■ PROBLEM DESCRIPTION: The line containing "--- a/Makefile" and every line after it, through the end of the records below: repeat them exactly, nothing more.

■ DATA EXTRACT:

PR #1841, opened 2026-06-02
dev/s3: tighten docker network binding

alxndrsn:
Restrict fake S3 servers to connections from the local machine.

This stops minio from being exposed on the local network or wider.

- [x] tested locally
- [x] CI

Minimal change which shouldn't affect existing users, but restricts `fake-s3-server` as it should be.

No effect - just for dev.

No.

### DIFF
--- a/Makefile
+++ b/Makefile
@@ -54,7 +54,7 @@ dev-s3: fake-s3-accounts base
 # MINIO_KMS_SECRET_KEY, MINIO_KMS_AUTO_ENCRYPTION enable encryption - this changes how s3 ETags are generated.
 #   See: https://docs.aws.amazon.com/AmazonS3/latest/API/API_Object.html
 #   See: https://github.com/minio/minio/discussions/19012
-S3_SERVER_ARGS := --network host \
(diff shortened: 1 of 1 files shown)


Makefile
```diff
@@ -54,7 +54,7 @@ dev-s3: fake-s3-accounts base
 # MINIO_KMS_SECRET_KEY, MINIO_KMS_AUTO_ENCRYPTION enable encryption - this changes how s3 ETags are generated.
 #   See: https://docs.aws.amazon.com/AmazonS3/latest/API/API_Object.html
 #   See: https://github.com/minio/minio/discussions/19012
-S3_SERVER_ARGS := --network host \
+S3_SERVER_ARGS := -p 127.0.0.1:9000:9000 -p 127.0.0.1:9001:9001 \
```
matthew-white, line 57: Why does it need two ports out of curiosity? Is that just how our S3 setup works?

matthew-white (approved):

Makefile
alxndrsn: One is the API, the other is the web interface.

■ TASK SOLUTION:
--- a/Makefile
+++ b/Makefile
@@ -54,7 +54,7 @@ dev-s3: fake-s3-accounts base
 # MINIO_KMS_SECRET_KEY, MINIO_KMS_AUTO_ENCRYPTION enable encryption - this changes how s3 ETags are generated.
 #   See: https://docs.aws.amazon.com/AmazonS3/latest/API/API_Object.html
 #   See: https://github.com/minio/minio/discussions/19012
-S3_SERVER_ARGS := --network host \
(diff shortened: 1 of 1 files shown)


Makefile
```diff
@@ -54,7 +54,7 @@ dev-s3: fake-s3-accounts base
 # MINIO_KMS_SECRET_KEY, MINIO_KMS_AUTO_ENCRYPTION enable encryption - this changes how s3 ETags are generated.
 #   See: https://docs.aws.amazon.com/AmazonS3/latest/API/API_Object.html
 #   See: https://github.com/minio/minio/discussions/19012
-S3_SERVER_ARGS := --network host \
+S3_SERVER_ARGS := -p 127.0.0.1:9000:9000 -p 127.0.0.1:9001:9001 \
```
matthew-white, line 57: Why does it need two ports out of curiosity? Is that just how our S3 setup works?

matthew-white (approved):

Makefile
alxndrsn: One is the API, the other is the web interface.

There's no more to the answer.